# Cheese Smoke Question



## harleysmoker (Jan 28, 2012)

I have been thinking of smoking cheese for awhile now and I'm really not sure I will like it, so I thought I would try the soldering iron/can thing to sample it.

Today as a test,  I took an empty beer can, inserted an iron, put just enough apple chips in it to cover the iron and after about 10 minutes it was smoking a lot. White smoke.

My question is will this be to much smoke? I know on a meat smoke it would be as it is not true blue smoke.

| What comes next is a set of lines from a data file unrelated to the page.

PR #3182, opened 2021-03-25
Continue development of Userspace pthread callbacks.

patacongo:
## Summary

1. Move pthread_exit() to user-space (at libs/libc/pthread/pthread_exit.c).  The old pthread_exit is renamed nx_pthread_exit().  Initially, the userspace pthread_exit() only calls nx_pthread_exit() but will eventually perform pthread clean up and data destructor calls.


patacongo:
This PR is part of a larger work in progress.  Notice that it does not merge to master but to the working feature/pthread-user branch.

patacongo:
From PR #3170

I am beginning to think that the best way to implement per-process globals might be the same way that we already implement other per-process, application data like file descriptor, streams, etc.  Allocate then with umm_malloc(), but retain them in the group structure with the system call to access them.

xiaoxiang781216:
> From PR #3170
> 
> I am beginning to think that the best way to implement per-process globals might be the same way that we already implement other per-process, application data like file descriptor, streams, etc. Allocate then with umm_malloc(), but retain them in the group structure with the system call to access them.

Yes, it's another approach. But why not move all pure userspace stuff to the main thread stack?

xiaoxiang781216:
This PR fix the issue described here: https://github.com/apache/incubator-nuttx/issues/1263

patacongo:
I am not going to complete this change.  I am not enjoying having all of my designs being micromanaged in this way and other than enjoyment, I have no motivation to do any of this.

PR #3184, opened 2021-03-25
extend gdbinit script to support xtensa

v01d:
## Summary

This updates the gdbinit script to support xtensa arch.

## Impact

None

## Testing

Debugging

### DIFF
--- a/tools/nuttx-gdbinit
+++ b/tools/nuttx-gdbinit
@@ -42,7 +42,10 @@ define _examine_arch
   python if (_target_arch.name() == 'i386:x86-64') : \
   gdb.execute("set $_target_arch = \"i386:x86-64\"")
 
-  # NOTE: we assume that sim has sim_bringup function
+  python if (_target_arch.name() == 'xtensa') : \
+  gdb.execute("set $_target_arch = \"xtensa\"")
+
+# NOTE: we assume that sim has sim_bringup function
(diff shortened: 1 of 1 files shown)


v01d:
If someone more familiar with the arch can verify the TCB handling I would appreciate it

Ouss4:
We tried this before both @masayuki2009 and myself.  This won't work the same way as other archs due to the differences between the logical registers shown in a window and the physical registers.  I haven't had any motivation to try and solve this issue for this script.  However, Espressif's OpenOCD fork (https://github.com/espressif/openocd-esp32/) does support Xtensa for NuttX.

Note that a bunch of refactoring was done to the NuttX's code in Espressif's OpenOCD, and one of the changes is the name of the RTOS: from "nuttx" to "NuttX".

masayuki2009:
@Ouss4 

Please see https://github.com/apache/incubator-nuttx/pull/2015

v01d:
My interest is usually on the info_nxthreads, since I can get good information without having to go into NSH console, which is sometimes inaccessible. What I always wondered is: do we really need to iterate through tcbs and switch/save to do this? I understand switch/save is needed when focusing on a thread or changing execution into another one, but couldn't the info_nxthreads command simply iterate through the TCBs? I suspect it could also be much faster.

Regarding openocd: the problem is that it requires building with a specific configuration. Maybe that could somehow improved (I tried once but went the wrong path). Still, I think we couldn't get info such as used stack like with gdb.

PR #3185, opened 2021-03-26
USBDEV RNDIS: Fix unaligned access caused by 4f66624

PetteriAimonen:
## Summary
Previous fix #3162 to RNDIS response queueing caused unaligned access to response buffer in some configurations. On ARM Cortex-M, this would cause hardfault if optimizer used `strd` instruction.

Fix by allocating the buffer as `uint32_t`. RNDIS messages are always a multiple of 4 bytes in size, so this ensures alignment.
Also added alignment logic for `RNDIS_QUERY_MSG` replies, where the payload may not be multiple of 4 bytes, but the message can be padded.

## Impact

Fixes hardfaults caused by the previous commit.

## Testing

Tested on custom board and on STM32F4 discovery using the `stm32f4discovery:rndis` configuration.
Tested on Linux kernel 5.7.0 and on Windows 10.0.18363.

@masayuki2009 Can you test this one also on `spresense:rndis`?

### DIFF
--- a/drivers/usbdev/rndis.c
+++ b/drivers/usbdev/rndis.c
@@ -98,7 +98,7 @@
 #define RNDIS_MXDESCLEN         (128)
 #define RNDIS_MAXSTRLEN         (RNDIS_MXDESCLEN-2)
 #define RNDIS_CTRLREQ_LEN       (256)
-#define RNDIS_RESP_QUEUE_LEN    (256)
+#define RNDIS_RESP_QUEUE_WORDS  (64)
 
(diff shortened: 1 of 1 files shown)


masayuki2009:
@PetteriAimonen 

This PR works with spresense:rndis.
Thanks!

masayuki2009 (approved):

PetteriAimonen:
@masayuki2009 Thanks for testing and for noticing the problem in the first place :)

PR #4441, opened 2021-08-30
arch/arm/stm32f7/stm32_irq: Fix format strings

lukegluke:
Otherwise get warnings (errors on px4) if CONFIG_DEBUG_FEATURES defined.
In fact format string is also needed at least for stm32/stm32_irq. I had only stm32f7 to test.


xiaoxiang781216:
@lukegluke please fix the "Long line" warning.

lukegluke:
@xiaoxiang781216 I forgot, does NuttX have automatic style fixing script?

xiaoxiang781216:
> @xiaoxiang781216 I forgot, does NuttX have automatic style fixing script?

Yes, but it isn't reliable. Since the warning reported by nxstyle is very simple, it's better to fix it by hand.

PR #4451, opened 2021-08-31
arch: Replace ar, nm and ld with gcc-ar, gcc-nm and gcc

xiaoxiang781216:
## Summary
to make enable LTO easily

## Impact
Same as before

I am going to buy a new iron as I have used the one in the test with solder and I'm sure it is not safe and get a better can.


----------



## scarbelly (Jan 28, 2012)

That sounds like a lot of smoke for sure. Maybe a smaller amount of chips in a larger can - I have never used this process but there are several guys on here that have


----------



## alblancher (Jan 28, 2012)

Hope Venture or one of our other cheese smokers jumps in.   I'm think that a bit of white smoke isn't so bad when cold smoking? but I may be wrong.


----------



## harleysmoker (Jan 28, 2012)

I had the whole top of the can cut out and just sitting on the driveway for a test,,,,,it looked like a lot, maybe inside the smoker, and with a lid on the can,  it would come out slower,


----------



## tjohnson (Jan 28, 2012)

How many watts is your soldering iron?

Did you soak your chips?

Dry chips work better

Todd


----------



## justpassingthru (Jan 28, 2012)

Hey Harley,

Do you like the smoked flavor on meat?

It's just as good on cheese, I smoked some recently  with cherry and it's all gone, smoked cheese is something that you just have to nibble on every time you open the fridge door.  
	

	
	
		
		



		
		
	


	





I would suggest you save your money for the soldering iron and buy one of Todd's  gizmos, they work great and you will have the correct amount of smoke.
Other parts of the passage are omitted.